Everyone seems happy with this arrangement. The first few nights they were all too excited to be in there together, so sleep was put off longer than normal. Once they settled in, we could tell that they were glad to be all together, especially Maddie. She had spent the weeks prior to the change bunking with Warren while on vacation and then sharing with Tami and Joe’s kids while they visited. She wouldn’t know what to do with herself sleeping alone again. And why should she have to when she’s got three brothers to help her feel secure?

Despite a few kinks, like Maddie waking up in the middle of the night and going back to sleep in the doorway, I think everyone has settled into the new set-up. Just don’t mind the disaster you see on the floor! Ugh.

Hooray for getting our own space again!

P.S. Yes, that is a cardboard box you see on the top bunk (Warren’s bed). He decided he just had to have a bed for the teddy bear he got from the judge on adoption day. I’m just trying to remember that this request is a sweet gesture as I attempt to block out that nasty chemical cardboard smell that’s permeating the room.

Tami and Joe Visit Again

When we told our good friends, Tami and Joe, that we had a date for our temple sealing to Jake and Joey in mind, they started making plans to come down here to attend. We go back many years, back to the days of newly wedded-ness, and no kids, and late night cookie and ice cream study breaks. They’ve been there for us for so many ups and downs. They’re like family. Having them with us at the temple meant the world. And the fact that they’d be bringing their darling children along for a family vacation made the idea even better.

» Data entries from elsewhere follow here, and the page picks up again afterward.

PR #2632, opened 2019-03-18
Fix conninfo memory bugs

### LINKED ISSUE #2607: NodeConninfoGucAssignHook() might be freeing connectionParams that are in use

jasonmp85:
DESCRIPTION: Address some memory issues in connection config

This basically replaces #2611, addressing both the use-after-free bug in global parameters as well as the memory leak in runtime ones.

The root of the problem was my mental model of signal handling in PostgreSQL was wrong; I thought the config changes were only updated in the postmaster and (therefore) any subsequent forks; I didn't realize children were also signaled and would call e.g. GUC hooks at the top of their main loop.

I've addressed the issues by (a) always allocating runtime parameters in `ConnectionContext`, making it simple for us to `pfree` them in a loop, so long as we keep track of where they start, and (b) adding an invalidation loop into the GUC hook, ensuring any hash entries which may include references to previous global config keywords/values are marked as invalid, forcing their repopulation with valid references before they are used again.

Fixes #2607 
Closes #2611 
Closes #2619

### DIFF
--- a/src/backend/distributed/connection/connection_configuration.c
+++ b/src/backend/distributed/connection/connection_configuration.c
@@ -85,20 +85,9 @@ ResetConnParams()
 		ConnParams.keywords[paramIdx] = ConnParams.values[paramIdx] = NULL;
 	}
 
-	if (ConnParamsHash != NULL)
-	{
-		ConnParamsHashEntry *entry = NULL;
-		HASH_SEQ_STATUS status;
-
-		hash_seq_init(&status, ConnParamsHash);
-		while ((entry = (ConnParamsHashEntry *) hash_seq_search(&status)) != NULL)
-		{
-			entry->isValid = false;
-		}
-	}
-
-
 	ConnParams.size = 0;
+
+	InvalidateConnParamsHashEntries();
 
 	AddConnParam("fallback_application_name", "citus");
 }
@@ -238,7 +227,7 @@ CheckConninfo(const char *conninfo, const char **whitelist,
  */
 void
 GetConnParams(ConnectionHashKey *key, char ***keywords, char ***values,
-			  Index *nonGlobalParamStart, MemoryContext context)
+			  Index *runtimeParamStart, MemoryContext context)
 {
 	/* make space for the port as a string: sign, 10 digits, NUL */
 	char *nodePortString = MemoryContextAlloc(context, 12 * sizeof(char *));
@@ -304,6 +293,9 @@ GetConnParams(ConnectionHashKey *key, char ***keywords, char ***values,
 		connValues[paramIndex] = ConnParams.values[paramIndex];
 	}
 
+	/* remember where global/GUC params end and runtime ones start */
+	*runtimeParamStart = ConnParams.size;
+
 	/* second step: begin at end of global params and copy runtime ones */
 	for (runtimeParamIndex = 0;
 		 runtimeParamIndex < lengthof(runtimeKeywords);
@@ -321,7 +313,6 @@ GetConnParams(ConnectionHashKey *key, char ***keywords, char ***values,
 
 	*keywords = connKeywords;
 	*values = connValues;
-	*nonGlobalParamStart = ConnParams.size;
 }
 
 
--- a/src/backend/distributed/connection/connection_configuration.c
+++ b/src/backend/distributed/connection/connection_configuration.c
@@ -77,15 +77,26 @@ void
 ResetConnParams()
 {
 	Index paramIdx = 0;
-
 	for (paramIdx = 0; paramIdx < ConnParams.size; paramIdx++)
 	{
-		/* FIXME: People still have references to these! */
 		free((void *) ConnParams.keywords[paramIdx]);
 		free((void *) ConnParams.values[paramIdx]);
 
 		ConnParams.keywords[paramIdx] = ConnParams.values[paramIdx] = NULL;
 	}
+
+	if (ConnParamsHash != NULL)
+	{
+		ConnParamsHashEntry *entry = NULL;
+		HASH_SEQ_STATUS status;
+
+		hash_seq_init(&status, ConnParamsHash);
+		while ((entry = (ConnParamsHashEntry *) hash_seq_search(&status)) != NULL)
+		{
+			entry->isValid = false;
+		}
+	}
+
 
 	ConnParams.size = 0;
 
--- a/src/backend/distributed/connection/connection_configuration.c
+++ b/src/backend/distributed/connection/connection_configuration.c
@@ -80,6 +80,7 @@ ResetConnParams()
 
 	for (paramIdx = 0; paramIdx < ConnParams.size; paramIdx++)
 	{
+		/* FIXME: People still have references to these! */
 		free((void *) ConnParams.keywords[paramIdx]);
 		free((void *) ConnParams.values[paramIdx]);
 
@@ -94,15 +95,14 @@ ResetConnParams()
 
 /*
  * AddConnParam adds a parameter setting to the global libpq settings according
- * to the provided keyword and value. Under assert-enabled builds, array bounds
- * checking is performed.
+ * to the provided keyword and value.
  */
 void
 AddConnParam(const char *keyword, const char *value)
 {
 	if (ConnParams.size + 1 >= ConnParams.maxSize)
 	{
-		/* we expect developers to see that error messages */
+		/* hopefully this error is only seen by developers */
 		ereport(ERROR, (errcode(ERRCODE_INSUFFICIENT_RESOURCES),
 						errmsg("ConnParams arrays bound check failed")));
 	}
@@ -227,7 +227,7 @@ CheckConninfo(const char *conninfo, const char **whitelist,
  */
 void
 GetConnParams(ConnectionHashKey *key, char ***keywords, char ***values,
-			  MemoryContext context)
+			  Index *nonGlobalParamStart, MemoryContext context)
 {
 	/* make space for the port as a string: sign, 10 digits, NUL */
 	char *nodePortString = MemoryContextAlloc(context, 12 * sizeof(char *));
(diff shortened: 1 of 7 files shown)


src/backend/distributed/connection/connection_management.c
```diff
@@ -694,8 +694,27 @@ StartConnectionEstablishment(ConnectionHashKey *key)
 	entry = hash_search(ConnParamsHash, key, HASH_ENTER, &found);
 	if (!found || !entry->isValid)
 	{
-		/* if they're not found, compute them from GUC, runtime, etc. */
-		GetConnParams(key, &entry->keywords, &entry->values, ConnectionContext);
+		if (found && !entry->isValid)
+		{
+			char **keyword = &entry->keywords[entry->nonGlobalParamStart];
```
onderkalaci: But if we start from `nonGlobalParamStart`, wouldn't we hit the issue that Marco raised here: https://github.com/citusdata/citus/pull/2611/files#r259832277

On any invalidation, we'd re-allocate items that are `nonGlobalParams` in the `ConnectionContext`.

I had an example case to repro in that thread, which seem to have the same memory leak affect on this branch:
```SQL
-- session 1
SELECT count(*) FROM table;
\watch 0.001
```
and:

```SQL
-- session 2
alter system set citus.node_conninfo TO 'connect_timeout=20';
SELECT pg_reload_conf();
\watch 0.001 
```

(Well, I've created a script with different values for connect timeout and used it, so not sure about setting the same value always works as I expect ):
```
SELECT pg_reload_conf();
alter system set citus.node_conninfo TO 'connect_timeout= 6 ';
SELECT pg_reload_conf();
alter system set citus.node_conninfo TO 'connect_timeout= 7 ';
SELECT pg_reload_conf();
alter system set citus.node_conninfo TO 'connect_timeout= 8 ';
SELECT pg_reload_conf();
alter system set citus.node_conninfo TO 'connect_timeout= 9 ';
SELECT pg_reload_conf();
....
```

jasonmp85: I don't quite understand the issue. It's odd that there's still a memory leak; I _didn't_ change my code to allocate the global settings in the `ConnectionContext`; they're still managed by the configuration methods, and `malloc`ed/`free`d there, no?

jasonmp85: Oh dur, I see the problem now; the arrays aren't `pfree`d. I'll see whether that fixes your memory issue.

jasonmp85: Ok, so @onderkalaci… I think I've removed any leaks in _this_ code, but the _side effects_ of this code may have some leaks? Like, shouldn't we somehow tear down the existing cached connections if their parameters change?

I'm starting to lean towards "maybe this GUC should require a restart, or at least a new backend"?

onderkalaci: > Like, shouldn't we somehow tear down the existing cached connections if their parameters change?

I think yes, that'd be ideal. But given those are too rare, the assumption in the code looks like `we can live with that`.

(But the memory leak might not be too rare because any SIGHUP could trigger that)

> I'm starting to lean towards "maybe this GUC should require a restart, or at least a new backend"?

I think that used to be case, but we recently had to change it to enable SSL by default. See the related change [here](https://github.com/citusdata/citus/commit/4af40eee76d3e17260e0a4af8febb18039d6c9eb).

As far as I can see, that's only required for upgrades from non-ssl-enabled clusters to later versions of Citus where ssl-enabled.

Is there a way to enable SIGHUP only during the upgrades?

jasonmp85:
> I think that used to be case, but we recently had to change it to enable SSL by default. See the related change here.

Oh. My. God. I was feeling _so_ responsible for this huge oversight in this code and I didn't actually put it there! I feel a lot better now, I was wondering how in the world I overlooked this: turns out someone violated my assumptions out from under me!

I'm now even more convinced we should have handled the SSL stuff in packaging and not in core.

> I can verify that there is no memory leak on this branch related to connection params. It might be useful to move the test in #2611 (or something you'd find useful).

Great; thanks! I'll move the test.

> In order to simplify the code, I proposed to copy even ConnParams to the connection context and not have nonGlobalParamStart in #2611.

The more I think about it, the more I think there should be some sort of child context (maybe `ConnParamsContext`) that we reset rather than calling `free` or `pfree` directly. I'll try to simplify by doing that.

> since we always invalidate all entries in the ConnParamsHash , I used a single flag and set it whenever necessary instead of looping all the entries (and removed entry->isValid). But, I'm fine with this change as well, just wanted to raise in case you've not realized that.

I wrote it this way so if we want in the future we can only invalidate parameters that have changed (e.g. based on a single row changing in the parameter table)

> I'd like to have a final look after you consider my comments.

Where are you working from right now, time-zone-wise?

> And a final question: Do we need any changes on the enterprise repo? As far as I can see no, this should work fine, we may need to handle some merge conflicts only.

I'll merge and run the tests, but I don't think there are any changes needed. `pfree`ing starting at the global param start point should take care of `pfree`ing the auth parameters as well, whose lifetime rules are identical to the per-host ones (the only major difference is around the security of the table they come from).

src/backend/distributed/connection/connection_configuration.c
```diff
@@ -302,6 +321,7 @@ GetConnParams(ConnectionHashKey *key, char ***keywords, char ***values,
 
 	*keywords = connKeywords;
 	*values = connValues;
+	*nonGlobalParamStart = ConnParams.size;
```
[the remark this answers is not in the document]
jasonmp85: Changed to `runtimeParamStart`, since this code consistently uses `runtime` and `global` to talk about these things. Also… moved it.

src/backend/distributed/connection/connection_configuration.c
```diff
@@ -86,6 +85,19 @@ ResetConnParams()
 		ConnParams.keywords[paramIdx] = ConnParams.values[paramIdx] = NULL;
 	}
 
+	if (ConnParamsHash != NULL)
```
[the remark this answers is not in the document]
jasonmp85: Done.

src/backend/distributed/connection/connection_configuration.c
```diff
@@ -227,7 +238,7 @@ CheckConninfo(const char *conninfo, const char **whitelist,
  */
 void
 GetConnParams(ConnectionHashKey *key, char ***keywords, char ***values,
-			  MemoryContext context)
+			  Index *nonGlobalParamStart, MemoryContext context)
 {
 	/* make space for the port as a string: sign, 10 digits, NUL */
 	char *nodePortString = MemoryContextAlloc(context, 12 * sizeof(char *));
```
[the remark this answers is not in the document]
jasonmp85: Yeah, I also don't like it, but our "assign at declaration and don't interleave declarations and code" style rule meant I wrote it this way (note the big assignments up top are declarations, too).

Gonna leave it here, since I think the alternative would have too much unrelated code churn.

src/backend/distributed/connection/connection_management.c
```diff
@@ -694,8 +694,30 @@ StartConnectionEstablishment(ConnectionHashKey *key)
...
+			char **value = &entry->values[entry->nonGlobalParamStart];
```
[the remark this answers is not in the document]
jasonmp85: Agreed; done. I think it sort of mirrors e.g. `PQconninfoFree` or similar methods, so I extracted it out into something named like that.

jasonmp85:
Ok, feedback all addressed.

src/backend/distributed/connection/connection_management.c
```diff
@@ -91,6 +92,26 @@ InitializeConnectionManagement(void)
 }
 
 
+/*
+ * InvalidateConnParamsHashEntries sets every hash entry's isValid flag to false.
+ */
+void
+InvalidateConnParamsHashEntries()
```
marcocitus: I think some compilers complain when there is no `(void)` (though not sure which)

src/backend/distributed/connection/connection_management.c
```diff
@@ -694,8 +715,15 @@ StartConnectionEstablishment(ConnectionHashKey *key)
 	entry = hash_search(ConnParamsHash, key, HASH_ENTER, &found);
 	if (!found || !entry->isValid)
 	{
-		/* if they're not found, compute them from GUC, runtime, etc. */
-		GetConnParams(key, &entry->keywords, &entry->values, ConnectionContext);
+		/* avoid leaking memory in the keys and values arrays */
+		if (found && !entry->isValid)
+		{
+			FreeConnParamsHashEntryFields(entry);
```
marcocitus: This probably shouldn't hold up the PR, but I kind of wonder what happens if there is an out of memory error thrown in `GetConnParams`. We'll re-enter this code, and then most likely segfault by trying to free twice.

onderkalaci: >  but I kind of wonder what happens if there is an out of memory error thrown in GetConnParams.

Just to clarify: If we get out of memory error, wouldn't the execution end (or broadly transaction fail)? How could we re-enter this code?

marcocitus: on the next transaction?

src/backend/distributed/connection/connection_management.c
jasonmp85: Hm… I know that's true of declarations, but I thought it was OK to put in definitions. I'll fix it.

src/backend/distributed/connection/connection_management.c
jasonmp85: I attempted a mitigation for this but am worried about edge cases. Giving up and I think we need to resurrect my `pg_fiu` extension to start injecting OOM errors into our codebase to shake this stuff out.

jasonmp85:
Merging after tests, then I'll update Enterprise, too.

onderkalaci:
shall we backport this to 8.1? @marcocitus and @jasonmp85 what do you think? The use-after-free part of this fix might be relevant, though I'm not concerned about the memory leak part of the fix since it is too rare. Overall, I'd be in favor of backporting it.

As usual, we spent long hours at night talking and eating delicious food, mostly cheese. 10:52PM on the microwave clock. We were just getting started.

We took a night out on the town to eat tapas after tapas at Milk & Honey, until we stuffed ourselves silly. But not enough that we couldn’t enjoy the Louisiana Bread Pudding Soufflé for dessert at the Palace Grill. To. die. for. I can’t remember a better evening.

And the rest of the time we looked for simple adventures.

We went to the Santa Barbara Mission. The kids ran around in the rose garden and enjoyed the warm sunshine.

We had them join in our Family Home Evening Easter Egg Hunt where the plastic eggs are filled with symbols that explain the purpose of the holiday. (Don’t worry, they still got some candy!)

Most walked away satisfied, except for Jake who felt slighted by a chocolate-less egg.

The big kids even planned their own activities. Like a backyard carnival, complete with popcorn, lemonade, games, and prizes. Below are the signs and tickets they created. These are imaginative kids, I tell you.

We’re so glad you came down for a visit– all of you this time. Come back soon, friends.